Abstract Terrestrial ecosystems constitute a major component of the global carbon sink and play a critical role in regulating the global carbon cycle. Although process-based models such as the Ecosystem Demography (ED) model are widely used to simulate these dynamics and widely adopted in research and applications, they remain computationally intensive and are not well suited for large-scale (e.g., global) projections at high spatial and temporal resolution, or under wide-range of future scenarios. AI-based emulators of process-based physical models have emerged as promising ways to accelerate the computation. However, there are several challenges in developing emulators for ecosystem processes, including error accumulation over long sequences, single-step initial conditions, and high-dimensional environmental conditions. Existing works often rely on time-series patterns in look-back windows, which are not well-suited for the problem with single-step initial conditions.
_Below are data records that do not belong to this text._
PR #3070, opened 2019-03-26
TN-1961 hide account creation button from MUSIC staff on patients' list

achen2401:
https://jira.movember.com/browse/TN-1961
Changes include:
hide account creation button on patients list from MUSIC staff
will **not** hide the button for staff that has top org affiliation other than MUSIC

### DIFF
--- a/portal/static/js/src/admin.js
+++ b/portal/static/js/src/admin.js
@@ -466,25 +466,47 @@ import CurrentUser from "./mixins/CurrentUser.js";
                 $("#adminTable .filterControl input").attr("placeholder", i18next.t("Enter Text"));
                 $("#adminTable .filterControl select option[value='']").text(i18next.t("Select"));
             },
-            handleMedidataRave: function (params) {
-                if (!$("#adminTableContainer").hasClass("patient-view")) { //check if this is a patients list
+            isPatientsList: function() {
+                return $("#adminTableContainer").hasClass("patient-view");//check if this is a patients list
+            },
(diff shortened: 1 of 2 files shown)


portal/static/js/src/admin.js
```diff
@@ -466,26 +466,48 @@ import CurrentUser from "./mixins/CurrentUser.js";
                 $("#adminTable .filterControl input").attr("placeholder", i18next.t("Enter Text"));
                 $("#adminTable .filterControl select option[value='']").text(i18next.t("Select"));
             },
-            handleMedidataRave: function (params) {
-                if (!$("#adminTableContainer").hasClass("patient-view")) { //check if this is a patients list
+            isPatientsList: function() {
+                return $("#adminTableContainer").hasClass("patient-view");//check if this is a patients list
+            },
+            setCreateAccountVisByTopOrgSetting: function(setting_name, params) {
```
ivan-c: Can you add a comment about what this generally does?

portal/static/js/src/admin.js
```diff
@@ -498,7 +520,10 @@ import CurrentUser from "./mixins/CurrentUser.js";
                 if (this.isAdminUser()) {
                     return false;
                 }
-                this.handleMedidataRave(); //a function specifically created to handle MedidataRave related stuff
+                //a function specifically created to handle MedidataRave related stuff
```
ivan-c: Can you move these comments (definitely appreciated) into the body of each function, maybe add a bit of detail about the business need?

PR #3073, opened 2019-03-27
Refactor to multistage builds

ivan-c:
* Refactor from [builder pattern to multi-stage builds](https://docs.docker.com/develop/develop-images/multistage-build/)
  * Remove shell scripting/docker-compose orchestration
  * Use `COPY` instead of running `git clone` (at run-time)
    * Generate `.dockerignore` during build from `.gitignore`
* Use `dpkg-buildpackage` hooks
* Update docs


bin/docker-build.sh
```diff
@@ -33,15 +32,23 @@ cp \
     "${root_path}/docker/portal.env.default" \
     "${root_path}/docker/portal.env"
 
-default_compose_file="${root_path}/docker/docker-compose.yaml:${root_path}/docker/docker-compose.build.yaml"
+# Use .gitignore as .dockerignore during build only
```
pbugni: can this not be managed w/ symlinks?

docker/Dockerfile
```diff
@@ -1,4 +1,42 @@
...
+# Squelch superfluous output; apt-get has poor verbosity control
+RUN \
+    apt-get update --quiet > /dev/null && \
+    apt-get install --quiet --quiet --no-install-recommends \
+        devscripts \
+        equivs \
+        git | grep "Setting up" | awk '{print $3 $4}' ORS=' '
+        # only print package names, versions
+
+WORKDIR /root/portal
```
pbugni: Probably a docker standard, but why `/root`?  I'd favor a POSIX structure...

bin/docker-build.sh
ivan-c: Good idea, but unfortunately doesn't work very well in practice.

Ideally we'd commit a symlink (git can track symlinks correctly- [example](https://github.com/ivan-c/keychain-castle/blob/master/home/bin/keychain)) and commit it.
However, git does not honor (actually create) symlinks when you clone a new repo, unless you override a default config (`git config --local core.symlinks true`).

I'd be OK using a symlink (or hardlink) at run-time, but I thought it might be useful to be able to override the generated `.dockerignore` (eg occasionally evaluating if we do need a separate `.dockerignore` file).
Would be happy to make it less "configurable" if we realize `.gitignore` is indeed good enough long-term

docker/Dockerfile
ivan-c: An odd quirk of the `root` user- their [`$HOME` is actually `/root`](http://www.linfo.org/slash_root.html)

I'll try using the `$HOME` env var (ie `$HOME/portal`), which would be a little more flexible (if we wanted to tighten up security and not run as root)

ivan-c: That ended up working, nice improvement!

bin/docker-build.sh
pbugni: as you see fit.  i think too much configuration can be a bad thing, and would vote for the simplicity of a link, however you chose to enable.  we can always change, once the real need for a separate file makes its case.

ivan-c: >too much configuration can be a bad thing

Totally agree. I just wish I knew what I know now- it can be really difficult to predict what should or shouldn't be configurable. I've tended to make things more configurable "just in case" and then remove it later but that might not be the best approach for everything.

PR #3076, opened 2019-03-27
Track Flask-User i18n Strings; Refactor

ivan-c:
* Add `flask_user.pot` to portal's tracked translations
  * Upload POT file and download corresponding PO files from Smartling
* Move i18n util code to `i18n_utils.py`


portal/models/i18n_utils.py
```diff
@@ -302,3 +308,177 @@ def compile_pos():
             "Saved MO file: %s",
             os.path.relpath(mo_filepath, current_app.root_path),
         )
+
+
+def upsert_to_template_file():
+    db_translatables = {}
+    db_translatables.update(get_db_strings())
```
pbugni: what's the value of creating an empty dict just to update it?  why not:
`db_translatables = get_db_strings()`

portal/models/i18n_utils.py
```diff
@@ -302,3 +308,177 @@ def compile_pos():
...
+    if not db_translatables:
+        current_app.logger.warn("no DB strings extracted")
+        return
```
pbugni: this looks like more than a `warn` if it causes premature exit??

portal/models/i18n_utils.py
```diff
@@ -302,3 +308,177 @@ def compile_pos():
...
+                    continue
+                for loc in locations:
+                    potlines.append("# " + loc + "\n")
+                potlines.append("msgid " + entry + "\n")
+                potlines.append("msgstr \"\"\n")
+                potlines.append("\n")
+            potfile.truncate(0)
+            potfile.seek(0)
+            potfile.writelines(potlines)
+    except:
```
pbugni: hurm, i take it, you don't know what exception type to catch?  wouldn't you want to also log the exception?

portal/models/i18n_utils.py
```diff
@@ -302,3 +308,177 @@ def compile_pos():
...
+        exceptionType, exceptionValue, exceptionTraceback = sys.exc_info()
+        sys.exit(
+            "Could not write to translation file!\n ->%s" % (exceptionValue))
+
+
+def fix_references(pot_fpath):
+    """Fix reference comments to remove checkout-specific paths"""
+    # Todo: override PoFileParser._process_comment() to perform this as part of `pybabel extract`
+
+    path_regex = re.compile(r"^#: {}(?P<rel_path>.*):(?P<line>\d+)".format(
```
pbugni: possibly a premature optimization, but why re-compile the regex every time in the loop?

portal/models/i18n_utils.py
ivan-c: I think at one point we didn't have DB strings to translate from TNUSA

portal/models/i18n_utils.py
ivan-c: I added the most likely ones, I'll improve the logging if I end up catching any

portal/models/i18n_utils.py
ivan-c: Not ideal, but I can't think of a good way to keep that function self-contained and not re-compile the regex every time.

Some kind of memoization to cache it? But I think I would need a separate function just to build the regex?

portal/models/i18n_utils.py
ivan-c: That function will likely be re-written at some point- it could be a lot simpler using `polib` instead of manipulating the raw file.

PR #3080, opened 2019-03-28
Migration to correct user_consent situation for deceased patients

pbugni:


portal/migrations/versions/0701782c564d_.py
```diff
@@ -0,0 +1,112 @@
...
+    if user_consents[-1].status == 'suspended' and not(
+            user_consents[-1].options & SEND_REMINDERS_MASK):
+        return
+
+    admin = User.query.filter_by(email='__system__').first()
+
+    log.info("Patching broken consents for {}, with deceased date {}".format(
+        user, dd))
+    keeper = user_consents.pop(0)
+    log.info(" keeping original user_consent {} {} {} {}".format(
```
ivan-c: Probably not worth it now, but if you end up having to correct these a lot, might be worth adding a `__repr__` method to `UserConsent`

Moreover, they often do not consider uncertainty, making it hard to know when the approximations are highly confident and when the results may need to be updated, e.g., by the process-based models. To address these limitations, we introduce EcoDiffusion, a conditional diffusion framework tailored for ecosystem dynamics emulation. We evaluated EcoDiffusion at locations distributed worldwide under different scenarios and showed that it demonstrated significant improvements over existing models.